# Cades Cove Sunrise



## Glenn (Feb 28, 2019)

Just a Cades Cove sunrise taken in late summer of 2018 on a day when there was no motorized traffic.


__
		https://flic.kr/p/2eTM2eb


----------



## blood on the ground (Feb 28, 2019)

Glenn said:


> Just a Cades Cove sunrise taken in late summer of 2018 on a day when there was no motorized traffic.
> 
> 
> __
> https://flic.kr/p/2eTM2eb


One of the most beautiful places in the south!


----------



## natureman (Feb 28, 2019)

Great shot and no traffic.  I went there for the first time 3 years ago on an overcast winter day. Arrived at 1030am and was not expecting bumper to bumper traffic all through the park.  I was so disappointed I vowed never to give it another chance.  The park is definitely being overused which is sad due to its rich history and scenery.


----------



## turkeykirk (Feb 28, 2019)

Glenn said:


> Just a Cades Cove sunrise taken in late summer of 2018 on a day when there was no motorized traffic.
> 
> 
> __
> https://flic.kr/p/2eTM2eb





Glenn said:


> Just a Cades Cove sunrise taken in late summer of 2018 on a day when there was no motorized traffic.
> 
> 
> __
> https://flic.kr/p/2eTM2eb



My family went there about every Summer to camp when I was a kid. Beautiful place. Great photo. Brought back a lot of memories.


----------



## Glenn (Feb 28, 2019)

blood on the ground said:


> One of the most beautiful places in the south!

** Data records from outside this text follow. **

PR #9420, opened 2026-09-23
chore(ColorSchemeScript): share the inline scripts with the portal Vite plugin

### LINKED ISSUE #9418: chore(ColorSchemeScript): de-duplicate the FOUC scripts copied into the portal Vite plugin
### Summary

The colour-scheme FOUC scripts exist twice. `packages/dnb-eufemia/src/shared/ColorSchemeScript.tsx` owns `getHeadScript()` and `getBodyScript()`, and `packages/dnb-design-system-portal/vite/client/plugins/eufemia-theme.ts` hand-copies both, guarded only by a comment:

```ts
/**
 * FOUC-prevention scripts matching @dnb/eufemia/shared/ColorSchemeScript.
 * These must stay in sync with getHeadScript / getBodyScript in that module.
 *
 * We inline them here because the Vite config/plugin context cannot import
 * .tsx files from eufemia at config-load time (before Vite's JSX transform
 * is registered).
 */
```

Nothing enforces that. A change to the library scripts leaves the portal silently running the old ones.

### Current state

Not broken today. I compared both copies (normalising the scope-hash, storage-key and class-prefix interpolation):

```
getHeadScript   IN SYNC
getBodyScript   IN SYNC
```

So this is a latent hazard rather than a live defect.

Worth noting the duplication is only partial: the portal imports `getContentScript` from the library, and duplicates only the two the Vite plugin needs at config-load time.

### Why it exists, and why it no longer has to

The stated reason is that the plugin cannot import `.tsx` at config-load time. That is true — but it is already solved for the sibling feature. `TextScaleScript.tsx` keeps its logic in a plain `TextScaleScriptUtils.ts` and re-exports it:

```ts
import { applyTextScale, getTextScaleScript } from './TextScaleScriptUtils'
export { applyTextScale, getTextScaleScript } from './TextScaleScriptUtils'
```

and the very same Vite plugin imports it directly, with no copy:

```ts
import { getTextScaleScript } from '@dnb/eufemia/src/shared/TextScaleScriptUtils'
```

### Suggested fix

Apply that pattern to the colour-scheme scripts:

1. Move `getHeadScript`, `getBodyScript` and `getContentScript` into a new `ColorSchemeScriptUtils.ts` (they are pure string builders, no JSX).
2. Re-export them from `ColorSchemeScript.tsx` so the public entry point is unchanged.
3. Import them in `eufemia-theme.ts` and delete the copies, keeping the portal's own `eufemia-scope--portal` value as the `scopeHash` argument.

The generators already take `scopeHash` as a parameter, so the portal keeps its distinct scope without needing a separate implementation.

### Scope

Deliberately not folded into #9415 — that PR is a CSP fix, this is a build-time refactor touching the portal's Vite plugin, and there is no live drift forcing them together.

langz:
Fixes #9418

The portal's Vite plugin hand-copied `getHeadScript` and `getBodyScript` from `ColorSchemeScript.tsx`, with only a "must stay in sync" comment standing between them and silent drift. It did so because the plugin cannot import a `.tsx` at config-load time.

`TextScaleScriptUtils.ts` already solves that for the sibling feature, so this applies the same pattern: the builders live in an import-free `ColorSchemeScriptUtils.ts`, `ColorSchemeScript.tsx` re-exports them, and the portal imports them instead of redefining them. The public API and the emitted scripts are unchanged, and a test now fails if the plugin goes back to a local copy.


langz:
### Verification

Moved out of the description to keep that focused on motivation.

**The deployed portal is unchanged.** The head and body scripts in this PR's Cloudflare preview are byte-identical to production eufemia.dnb.no for the same page, and `eufemia-scope--portal` is preserved. That compares a portal built from the shared module against one built from the old copies.

**The published package is unchanged.** Compared the package CI published for this PR (`pkg.pr.new/@dnb/eufemia@9420`) against npm `11.14.0`:

| Check | Result |
| --- | --- |
| Exported names from `shared/ColorSchemeScript` | identical |
| `getHeadScript('x')`, `getHeadScript('eufemia-scope--portal')`, `getBodyScript()`, `getContentScript()` | byte-identical |
| `ColorSchemeScriptUtils` shipped in `shared/`, `cjs/`, `es/` | yes, each with `.d.ts` |
| Compiled `ColorSchemeScriptUtils` | zero `require()` calls, so still import-free after Babel |
| Consumer type-check against the published `.d.ts` | resolves, `scopeHash` still type-checked |

**The config-load constraint holds, in both modes.** This was the reason the copies existed, so I tested it with Vite's own `loadConfigFromFile` rather than assuming — for `serve` (what `yarn dev` hits) as well as `build`. Both load the config, find the plugin, and inject the correct head and body scripts.

**The drift guard bites.** Changing the portal's scope hash makes the new test fail.

**Suites.** `src/shared/__tests__` 539 passed, portal `plugins` + `prod` + `color-scheme` 392 passed (including `prerender-utils.test.ts`, which imports `getContentScript` through the re-export). Type checks clean in both workspaces. Prettier reports no changes.

**bundlewatch.** Reports `+2.11MB, -0B`, but so do #9413, #9415, #9416 and #9417 — a constant baseline artifact, not a size change from this PR.

### Correction

I originally wrote that ESLint was clean on all four files. It is clean on the two library files, but the portal's ESLint config ignores its whole `vite/` directory, so the two portal files are not linted at all — `--quiet` was hiding the "file ignored" notice. Nothing to fix, but the earlier claim was wrong.

### Other copies

I searched the repo for the scripts' signatures. The colour-scheme logic now exists only in `ColorSchemeScriptUtils.ts`; `Theme.tsx` merely reads the global it sets. The one other inline-script duplicate — the brand-theme `headThemeScript` in both `prerender-utils.ts` and `prerender.mjs` — is intentional, since `prerender.mjs` runs under plain Node, and it is already covered by the `parity with the prerender.mjs copy` tests. Left alone.

### Visual regression

The selector maps no screenshot test to these files and falls back to running all of them for safety, which is why that job is slow here. I reproduced the same decision locally, so it is expected rather than a sign of visual impact.

langz:
### Added a guard for the new invariant

Reviewing this again, I noticed the fix introduced the same weakness it removes: `ColorSchemeScriptUtils.ts` must stay import-free, and a comment was the only thing saying so.

I checked whether that constraint is real rather than assuming. Adding `import { getStyleScopeHash } from ...plugin-scope-hash.js` to the module makes the portal config fail to load:

```
ERR_MODULE_NOT_FOUND: Cannot find module .../src/shared/build-info/BuildInfo
  imported from .../src/plugins/postcss-isolated-style-scope/plugin-scope-hash.js
```

So it is load-bearing, and it also confirms why `scopeHash` is a required argument here rather than defaulting to `getStyleScopeHash()` — moving the function together with its default would have broken the portal build.

Added a test asserting the module has no `import` or `require(`, mutation-tested both ways: it passes as-is and fails once an import is added. The failure mode it prevents is an opaque module-resolution error during a Vite config load, which is not obviously traceable to this file.

`src/shared/__tests__` is now 540 passing.

tujoworker (approved):

langz:
### Ready for review

All 19 checks pass on the latest commit `839ce6255d3`, including a complete visual-regression run: the selector fell back to running every screenshot test (none map to these files), and all 109 test files passed.

Mergeable with no conflicts. `main` has moved on by #9404 only, which touches none of these files, so I have not rebased. Blocked solely on a required approval.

 It is certainly on the top 10 list.


----------



## Glenn (Feb 28, 2019)

natureman said:


> Great shot and no traffic.  I went there for the first time 3 years ago on an overcast winter day. Arrived at 1030am and was not expecting bumper to bumper traffic all through the park.  I was so disappointed I vowed never to give it another chance.  The park is definitely being overused which is sad due to its rich history and scenery.




Well I took this on a Saturday and they don't open the gates until 10:00 am or 10:30 am. So the loop is open to only bikes and foot traffic, but the bike traffic was just as bad if not worse than the cars. I walked the entire loop that day with my monopod, two DSLR's, lenses etc...

I was toast once I made it back out...


----------



## 4HAND (Feb 28, 2019)

Glenn said:


> Well I took this on a Saturday and they don't open the gates until 10:00 am or 10:30 am. So the loop is open to only bikes and foot traffic, but the bike traffic was just as bad if not worse than the cars. I walked the entire loop that day with my monopod, two DSLR's, lenses etc...
> 
> I was toast once I made it back out...


I think they do the same on Wednesdays too.
We love Cades Cove!


----------



## NCHillbilly (Feb 28, 2019)

blood on the ground said:


> One of the most beautiful places in the south!


Yeah, if you could get rid of the 1000000000000000000000000000000000000000000000000000000000000000000000000000000000000000000000000000000 idiots that have it clogged up all the time. Cataloochee is getting about as bad since they turned the elk loose.


----------



## Glenn (Feb 28, 2019)

NCHillbilly said:


> Yeah, if you could get rid of the 1000000000000000000000000000000000000000000000000000000000000000000000000000000000000000000000000000000 idiots that have it clogged up all the time. Cataloochee is getting about as bad since they turned the elk loose.



I agree...

Love Cataloochee as well and when the Elk go into Rut the place gets a bit too crazy. Last year the Park Rangers were a bit too feisty as well. Couldn't even go down some of the trails to hike in because they were "protecting me" from the Elk. I think this year I will just camp in the back country to grab my Elk film and photos.


----------



## NCHillbilly (Feb 28, 2019)

Glenn said:


> I agree...
> 
> Love Cataloochee as well and when the Elk go into Rut the place gets a bit too crazy. Last year the Park Rangers were a bit too feisty as well. Couldn't even go down some of the trails to hike in because they were "protecting me" from the Elk. I think this year I will just camp in the back country to grab my Elk film and photos.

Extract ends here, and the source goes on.